'''
Issue #2491, opened 2026-08-20
[agent instructions][claude][verify] #2427 colon rule — re-verdict after lint rework, open the PR


dudarenok-maker:
Parent: #2427. Second verify pass — the first (#2428) reached a lint-only
FAIL after the substantive checks all passed. This child confirms the rework
(#2490) actually fixed it, then finishes the job #2428 could not: open the PR.

**You judge, you do not fix.**

## Where the work happens

- Worktree: `C:\Claude\Projects\wt-2346-colon-tag-clause`
- Branch: `fix/server-2346-colon-tag-clause`

Do **not** create another worktree. Do **not** work in the primary checkout at
`C:\Claude\Projects\Audiobook-Generator`. **Source files are read-only for
you.**

## What #2428 already established (do not re-derive from scratch, but do read
the receipt and spot-check it — do not blindly trust it either)

Read #2428's `AGENT DONE`-adjacent comment (search this issue's linked
timeline / #2428 directly) for the full account. Summary:

1. **Mutant A** (delete the two-line colon guard) — re-run live, observed
   3 of 5 targeted tests RED, 2 control cases GREEN, then reverted.
2. **Mutant B** (delete only the `.replace(/\s+$/u, '')` trailing-whitespace
   strip) — re-run live, observed exactly ONE red (the real `pg/de/63460`
   paragraph), 4 of 5 stayed green, then reverted.
3. **Corpus A/B** — both arms report `books 331 · paragraphs 726385` on
   stderr (totals match). Diff is exactly 2 changed paragraphs in exactly 2
   books: `pg/de/63460.txt` and `pg/zh/52200.txt`. No other book touched.
4. Verdict was **FAIL only on acceptance item 9** —
   `npm run verify:fast:branch` failed at the `lint` step:
   `no-useless-escape` on `parser.test.ts:556` and `:573` (both added by this
   branch's own commits). Every other acceptance item (1–8 in #2428's body)
   was checked and passed.

## Step 1 — confirm the rework actually landed

Check that #2490 is closed/done and that its fix is actually on this branch:

```bash
grep -n "Guten Tag" server/src/analyzer/dialogue-structure/parser.test.ts
```

Lines 556 and 573 (or wherever they now are) must read `'„Guten Tag", ...'`
with **no** backslash before the `"`. If the fix is not present, this is not
yet ready — leave a comment saying so, set Status back to `Agent Needs Input`,
and stop; do not park a fabricated PASS.

[...]

Issue #2490, opened 2026-08-20
[agent instructions][cline-qwen-cloud][task] #2427 colon rule — fix no-useless-escape lint errors in parser.test.ts:556,573


dudarenok-maker:
Parent: #2427. Rework child spawned by a FAILED verify (#2428).

## What

Fix a two-line lint defect in the branch that #2428 verdicted FAIL against.
Everything else about the colon-rule fix is correct and verified — this is
purely a lint cleanup, no logic change.

## Where the work happens

- Worktree: `C:\Claude\Projects\wt-2346-colon-tag-clause`
- Branch: `fix/server-2346-colon-tag-clause`

Do not create a new worktree; continue on the existing branch/worktree above.

## The defect

`npm --prefix "C:/Claude/Projects/wt-2346-colon-tag-clause" run verify:fast:branch`
fails at the `lint` step:

```
C:\Claude\Projects\wt-2346-colon-tag-clause\server\src\analyzer\dialogue-structure\parser.test.ts
  556:30  error  Unnecessary escape character: \"  no-useless-escape
  573:30  error  Unnecessary escape character: \"  no-useless-escape

✖ 2 problems (2 errors, 0 warnings)
```

Both offending lines were added by this branch's own commits (part of the
`#2346 defect B` test additions), not pre-existing on `main`:

```
server/src/analyzer/dialogue-structure/parser.test.ts:556:
    expect(spoken('„Guten Tag\", sagte er. Dann sagte er:«Hallo».', 'de')).toEqual(['Guten Tag', 'Hallo']);

server/src/analyzer/dialogue-structure/parser.test.ts:573:
    expect(spoken('„Guten Tag\", sagte «Ulebuhle». Und dann ging er.', 'de')).toEqual(['Guten Tag']);
```

Each string literal is single-quoted, so the `"` inside it needs no escaping —
`\"` is a no-op that ESLint's `no-useless-escape` rule rejects under
`--max-warnings 0`. Line 17 of the same file already writes the equivalent
character unescaped (`'„Guten Tag", sagte er. ...'`) — follow that existing
style.

## Fix

On both lines 556 and 573, change `\"` to `"` (drop the backslash). Do not
touch anything else in the file or in `parser.ts` / `lang/de.ts` — the
underlying colon-rule logic, the corpus A/B result, and both mutation checks
were already independently re-verified by #2428 and are not in question here.

## Verify before handing off

Run detached and poll (do not run in the foreground — this repeats the whole
[...]

Issue #2428, opened 2026-08-18
[agent instructions][claude][verify] #2427 colon rule — verdict, corpus A/B, open the PR


dudarenok-maker:
Parent: #2427. Final step of the chain. **You judge, you do not fix.**

## What

Verdict the whole branch against #2427's acceptance, re-run any mutation whose receipt asserted a result without showing output, run the one measurement no earlier child was allowed to run, and — on PASS — open the PR.

## Where the work happens

- Worktree: `C:\Claude\Projects\wt-2346-colon-tag-clause`
- Branch: `fix/server-2346-colon-tag-clause`

Do **not** create another worktree. Do **not** work in the primary checkout at `C:\Claude\Projects\Audiobook-Generator` — you *read* it, as the A/B's shipped arm, and never write to it. **Source files are read-only for you.** If something is wrong, you report it and open rework children; you do not edit `server/**`.

## Background

`cutsATagClause` (`server/src/analyzer/dialogue-structure/parser.ts:439`) declined a secondary-tier quote-run whenever a primary run ended before it and the clause between carried a speech verb — correct for a *trailing* tag, backwards for a *leading* one, where the verb introduces the turn. The branch adds one early `return false` when a colon (`:` or `：`) immediately precedes the candidate, after trailing whitespace is stripped.

**Where it fires the guard is switched off entirely.** That is safe only because the real corpus contains exactly two paragraphs where it fires and both were read. Verifying that bound is your job, and nothing before you was permitted to do it.

## Step 1 — re-run both mutations yourself

Do not trust the receipts. Apply each mutant, run the suite, observe, revert.

**Mutant A — delete the rule.** Remove these two lines from `cutsATagClause`:

```ts
const lastCh = line.slice(0, cand.start).replace(/\s+$/u, '').slice(-1);
if (lastCh === ':' || lastCh === '：') return false;
```

```bash
npm --prefix "C:/Claude/Projects/wt-2346-colon-tag-clause/server" test -- src/analyzer/dialogue-structure/parser.test.ts -t "#2346 defect B"
```

Expected: **3 of 5 RED**, the two control cases GREEN. Then `git checkout -- server/src/analyzer/dialogue-structure/parser.ts`.

**Mutant B — the silent one.** Restore the rule but delete only `.replace(/\s+$/u, '')`:

```ts
const lastCh = line.slice(0, cand.start).slice(-1);
```

[...]

Issue #2346, opened 2026-08-13
The tag-clause guard (#2315) is inert for a paragraph typed wholly in a secondary-tier convention


dudarenok-maker:
## What

`cutsATagClause` (`server/src/analyzer/dialogue-structure/parser.ts:~439`, PR #2340 round-2 finding F2, `#2315`'s tag-clause guard) requires an already-captured **primary-tier** run to have already ENDED BEFORE a secondary-tier candidate before it will ever decline that candidate — `precededByPrimaryRun` is set only for a primary run whose `end <= cand.start`. That precondition (correctly) fixed round 1's MAJOR finding — the guard being polarity-inverted for CJK's verb-before-quote convention — but it has a side effect the round-1 fix didn't measure: **the guard is inert for any secondary-tier candidate with no primary run preceding it** — which is not only "a paragraph typed wholly in a secondary-tier convention" (an earlier revision of this issue understated the condition that way — corrected, PR #2340 round 3 finding C2): a paragraph CAN carry a primary run and still be fully inert for a candidate that sits before it.

That is defect 2 (#2315) verbatim, in exactly the population #2286 exists to serve — a book whose dialogue is typed entirely in a pair #2286 moves to `secondaryQuotePairs`:

| input (secondary tier declared) | shipped | naive fix (`out` instead of `primaryRuns`) |
|---|---|---|
| `‘Привет’, сказал ‘Антон’.` (ru, secondary `‘’`) | `Привет=NULL \| Антон=NULL` | `Привет=anton` |
| `«Hi», said «Anton».` (en, secondary `«»`) | `Hi=NULL \| Anton=NULL` | `Hi=anton` |
| `Said «Anton», "Hi there."` (en, leading tag — **HAS** a primary run, `"…"` is an `en` primary pair, it just comes AFTER the candidate) | `Anton=NULL \| Hi there.=NULL` | `Hi there.=anton` |

## Why this is a decision, not a fix

The obvious repair — pass `out` (primary runs **plus already-accepted secondary runs**) to `cutsATagClause` instead of `primaryRuns` alone — fixes all three rows above and keeps every round-1 CJK unit case green. But measured at corpus scale against #2286's actual tables, it **re-declines 5,892 spans in `pg/zh/23835.txt`** — the exact book round 1's MAJOR finding was about (93.7% of its speech spans falsely declined pre-round-1-fix) — reinstating that finding under a different trigger.

[...]

PR #2518, opened 2026-08-20
fix(server): stop the tag-clause guard eating a colon-introduced turn

### LINKED ISSUE #2427: The tag-clause guard (#2315) deletes a turn introduced by a leading tag
`cutsATagClause` (`server/src/analyzer/dialogue-structure/parser.ts:439`) declines a secondary-tier quote-run whenever a primary run ends before it and the clause between them carries a speech verb. That is the right test for a **trailing** tag. It is backwards for a **leading** one, where the verb *introduces* the turn rather than attributing an already-parsed one — and the guard then drops the entire spoken sentence.

## The real case

`pg/de/63460.txt` (Project Gutenberg 63460):

> …dann **sagte** er nur in seiner knurrigen Weise**:** «Schnickschnack und Finger davon! Das versteht ihr nicht!»

An unrelated earlier primary run in the same paragraph — a clock going `»Tick-Tack ... Tick-Tack«` — sets `precededByPrimaryRun`; the clause carries `sagte`; the guard declines. The whole line is lost from the audiobook.

Measured, shipped vs. the fix:

```
narration  "Es war gruselig und dunkel auf der Stiege, …"
speech     "Tick-Tack ... Tick-Tack"
tag        " sagte. -- Da waren auch noch allerlei Apparate …"
                                        <-- the spoken sentence ends here, gone
```

## Measured impact

**2 changed paragraphs in 726,385**, across 331 books, in exactly two books:

| book | verdict |
|---|---|
| `pg/de/63460.txt` | the target — the turn is recovered as its own speech span |
| `pg/zh/52200.txt` | a **gain** — a tag containing a nested quoted turn splits into `tag` + `speech` + `narration`; no speaker changes |

## Segmentation, not attribution

The recovered turn carries `speaker: null`. A line that was silently dropped is now spoken; nobody is newly attributed to it. Release notes must say so.

## Relationship to #2346

This is the **mirror** of #2346, which stays open. There the guard is *inert* (no primary run precedes the candidate), a name is wrongly admitted, and the neighbouring turn loses its speaker. Here the guard *fires wrongly* and destroys a turn.

The two are **disjoint populations**, separated by `precededByPrimaryRun`, and must never be averaged. #2346's defect A is accepted and priced at ≤21 of 1,164 proxy firings; fixing it needs decline-widening, the move that re-declines 5,892 genuine spans in `pg/zh/23835.txt` and reinstates PR #2340 round 1's MAJOR finding. This issue is admit-only and bounded by an enumerated list of 102 declines.

## Design and plan

- Spec: `docs/superpowers/specs/2026-08-18-tag-clause-name-shape-design.md`
- Plan: `docs/superpowers/plans/2026-08-18-2346-colon-rule.md`
- Both land via #2426. Handover brief: #2346 (comment).

Three encodings were built and falsified before the shipping one survived — per-language word order, candidate-is-name-shaped, and candidate-contains-a-roster-name. Each picks a property of the **candidate**; the distinction is a property of the **separator**. They are recorded in the spec so they are not re-proposed.

dudarenok-maker:
## Summary

- The tag-clause guard in `cutsATagClause` was dropping a spoken turn whenever
  it was introduced by a colon (e.g. `sagte er: «Zu».`) rather than a comma,
  because the guard's `.replace(/\s+$/u, '')` trailing-whitespace strip
  mishandled that shape. This fixes defect B on `#2346`.
- Mutation checks (re-run live, not trusted from a prior receipt):
  - **Mutant A** (delete the two-line colon guard entirely): 3 of 5 targeted
    tests went RED, 2 control cases stayed GREEN — matches spec.
  - **Mutant B** (delete only the `.replace(/\s+$/u, '')` strip, keep the
    rest of the rule): exactly ONE red — the real `pg/de/63460` paragraph —
    4 of 5 stayed green.
- Corpus A/B (shipped `main` vs. this branch), both arms `books 331 ·
  paragraphs 726385` (totals match): diff is exactly 2 changed paragraphs in
  exactly 2 books, `pg/de/63460.txt` and `pg/zh/52200.txt`. No other book
  touched.
- **No attribution claim is made.** This is a segmentation fix only — the
  recovered turn carries no speaker. The 42-case `reopen-sweep.test.ts`
  family is documented as blind to attribution and cannot support one.
- Also fixed, found in passing: three prose corrections that the colon-rule
  change made false — one in `lang/de.ts`, two in `parser.test.ts` (already
  on this branch).
- **On-box acceptance: not applicable** — pure parser logic; no GPU, sidecar,
  analyzer, or live book involved.
- This branch went through two review passes: `#2428` verdicted FAIL on lint
  only (`no-useless-escape` on two lines added by this branch's own test
  commits — every substantive check passed). `#2490` fixed those two lines
  (test-file-only diff). This PR's own verify pass (`#2491`) re-ran
  `verify:fast:branch` clean and confirmed `parser.ts` / `lang/de.ts` are
  unchanged since `#2428`'s review — only the two-line lint fix landed after
  it, so the corpus A/B and mutation checks above were not re-run (nothing
  that could move their result changed).
- **Independent PR review pass 1** (`pr-review-gate`, depth medium, head
  `a3f426de`) re-ran all of the above independently against the real corpus
  and confirmed every quantitative claim exactly. It found one Medium
  correctness finding — the trailing-whitespace strip's comment in
  `parser.ts` claimed the corpus has zero raw colon-adjacent contexts and
  that removing the strip does nothing at all; both were measurably false
  (the zh flip paragraph fires raw-adjacent, and removing the strip still
  flips that one paragraph) — plus three cleanup findings (a misleading
  "no reduced fixture can pin this" test comment, this mislocation, and two
  formatting leftovers). All four are fixed in `70c1457b`, including a new
  minimal regression test that pins the trailing-whitespace strip on its own.

Closes #2427
Refs #2346

## Test plan

- [x] `verify:fast:branch` green end to end (lint through build; `test` and
      `test:sidecar` out of scope for this diff)
- [x] Mutant A and Mutant B re-run live (see above)
- [x] Corpus A/B diff confirmed exactly 2 paragraphs in 2 books
- [x] `parser.ts` / `lang/de.ts` confirmed byte-identical to what `#2428`
      reviewed (only `parser.test.ts`'s two-line lint fix landed since)
- [x] Independent PR review pass 1 findings fixed and pushed (`70c1457b`)
- [ ] Defect A (`#2346`) — out of scope, stays open


dudarenok-maker:
## PR review — pass 1 (head a3f426de73d3f7482f751ff42721d740fe810249, depth medium)

### What I re-ran independently (not taken from the PR body)

Every claim below was re-measured against the real corpus at `C:\Claude\castwright-corpus`, arm A = shipped `main`, arm B = this PR's head extracted to a temp tree, single process, same loader/paragraph splitter.

| claim | verdict |
|---|---|
| Corpus A/B totals `331 books · 726385 paragraphs`, both arms | **confirmed, exact** |
| Diff is exactly 2 changed paragraphs in exactly 2 books | **confirmed** — `pg/de/63460.txt` #495, `pg/zh/52200.txt` #831, nothing else |
| Both deltas are gains, not regressions | **confirmed by inspection** — de recovers `«Schnickschnack und Finger davon! …»` as `speech:1043-1099`; zh splits `tag:208-225` into `tag:208-212 \| speech:213-219 \| narration:220-225`, recovering `‘我圖他潤肺。’` from inside a tag clause. No speaker changes in either |
| Mutant A (colon rule absent = `main`): 3 of 5 red, 2 controls green | **confirmed** — T1/T2/T3 red, T4/T5 green |
| Mutant B (strip removed): exactly 1 red, the real `pg/de/63460` paragraph | **confirmed** — T1 red, T2–T5 green |
| `parser.ts` / `lang/de.ts` byte-identical since #2428; a3f426de is test-only | **confirmed** — a3f426de removes two `\"` escapes inside string literals, behaviourally identical strings |

I also ran two mutants the PR did not: dropping **only** the `：` arm reddens T3 alone; dropping **only** the `:` arm reddens T1+T2. Both spellings are independently pinned — good.

And one enumeration probe, since "a guard that enumerates syntax" is a standing shape here: the corpus carries `﹕` (U+FE55) ×16 and `∶` (U+2236) ×30 alongside `:` ×91,496 and `：` ×175,405. Adding both unlisted glyphs to the rule changes **zero** corpus paragraphs. The two-glyph list is empirically adequate — **no finding**.

House gates: release-notes pair present and both in the correct in-progress sections (`RELEASE_NOTES.md` under `# Castwright 1.15.0`, `release-notes-next.md` under `## 🗣️ Analyzer, script review & manuscript`); `Closes #2427` / `Refs #2346` present, outside code spans; #2427 is `bug`-labelled so no `docs/BACKLOG.md` row is owed and none was added — correct; on-box "not applicable" is right (pure parser, no hardware surface); no `cast.json` write, no config knob, no derived artifact in scope.

---

### Correctness

**1 — `server/src/analyzer/dialogue-structure/parser.ts:461-464`: the comment that justifies the whitespace strip states two facts that are both measurably false, and the PR's own Mutant B receipt contradicts it.** — *Medium*

The comment reads:

> The trailing-whitespace strip is LOAD-BEARING, not tidying: the target paragraph's colon is followed by a space, and **the raw colon-adjacent count across the whole corpus is ZERO. Remove the strip and this does nothing at all, silently.**

Both sentences are wrong:

- **"raw colon-adjacent count across the whole corpus is ZERO"** — `pg/zh/52200.txt` #831, which is *one of this PR's own two flip paragraphs*, carries 31 raw colon-adjacent contexts (`：“` / `：‘`) and the rule fires on one of them, `那人道：‘我圖他潤肺。’`, with no whitespace at all. Chinese does not put a space after `：`.
- **"Remove the strip and this does nothing at all, silently"** — measured: with `.replace(/\s+$/u, '')` deleted, the corpus A/B still reports **1 changed paragraph** (`pg/zh/52200.txt` #831, byte-identical delta). Only the German half is lost. This is also what the PR body's own Mutant B line says — "4 of 5 stayed green", including both no-whitespace colon tests — three lines above the code it describes.

Concrete failure scenario, and why this is not just tidy-up: this comment is the **sole record** of why the strip and the second glyph exist, and it explicitly instructs the next maintainer that the bound "must be re-measured if the tables or the corpus change". Someone doing that re-measurement uses "raw colon-adjacent count" as the instrument and starts from a baseline of 0 that is really ~266,900. Worse, a maintainer told the corpus contains zero raw-adjacent colons has no reason to keep the `：` arm at all — and dropping *only* `：` (my Mutant C) silently re-loses the Chinese turn at `pg/zh/52200.txt` #831 with the entire rest of `parser.test.ts` still green except the one zh test. The code is correct; the recorded justification for it is not, and it points a future change straight at the half of the rule the comment says is unreachable.

Fix is comment-only — no code change is implied. Suggested shape: the strip is load-bearing **for the German paragraph specifically** (its colon is followed by a space); the Chinese paragraph fires raw-adjacent and survives without it; measured, removing the strip costs 1 of the 2 corpus deltas.

### Cleanup

**2 — `parser.test.ts:521-525` (and the fixture at `:548`): the strip is pinned by exactly one 1,128-char verbatim fixture, and the comment above it tells the next maintainer that a reduction cannot do the job. It can.**

The comment says "The body is the REAL paragraph … The reduction is what hides the bug … Shorten the body and the test passes for the wrong reason." Measured across three arms:

| fixture | `main` | this PR | strip removed |
|---|---|---|---|
| `„Guten Tag", sagte er. Dann sagte er: «Hallo».` (46 chars) | `["Guten Tag"]` **red** | `["Guten Tag","Hallo"]` green | `["Guten Tag"]` **red** |
| `Dann sagte er: «Hallo».` (over-reduced, no primary run) | `["Hallo"]` | `["Hallo"]` | `["Hallo"]` |

So a 46-char body that *keeps* the primary run pins both the rule **and** the strip. The comment's warning is true only of the second row — an over-reduction that drops the primary run — and as written it reads as "no reduced fixture can pin this", which will stop the next person adding the cheap one. Note `:555` is already a reduced body that keeps the primary run; it just has no space after the colon, so it does not reach the strip. One added space on a sibling case buys a minimal strip pin, so strip coverage no longer rests entirely on one verbatim paragraph that a later "simplification" could shorten.

**3 — PR body mislocates the incidental fixes.** The body says "three prose corrections to the guard's comments in `lang/de.ts`". Only one of the three is in `lang/de.ts` (`:34`, one line); the other two are in `parser.test.ts` (`:469-475` and `:1485-1490`) — matching the plan's Task 3 trio. The "Also fixed, found in passing" line is what a reviewer uses to separate requested lines from incidental ones; pointing at the wrong file makes it unverifiable from the body alone.

**4 — two formatting leftovers.** `parser.test.ts:576-578` has three consecutive blank lines after the new `describe` (prettier collapses to one; `format:check` is not in the gate and the file already fails prettier on `main`, so nothing catches it). `lang/de.ts:34` is now 92 chars where the rest of that comment block wraps at ~76 — the paragraph was edited in place without reflowing.

---

Nothing else. The rule itself, its placement ahead of `precededByPrimaryRun`, the empty-prefix case (`cand.start === 0` → `''`, no match), the disjointness argument against defect A's pinned test at `:1485`, and the reversal of that test's "expected to start FAILING" prose all check out — the three defect-A bodies contain no colon and none of them changes colour.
'''
Task prompt: Only lines containing the word "targeted" should be copied from the material above.

Answer for this exercise:
   3 of 5 targeted tests RED, 2 control cases GREEN, then reverted.
  - **Mutant A** (delete the two-line colon guard entirely): 3 of 5 targeted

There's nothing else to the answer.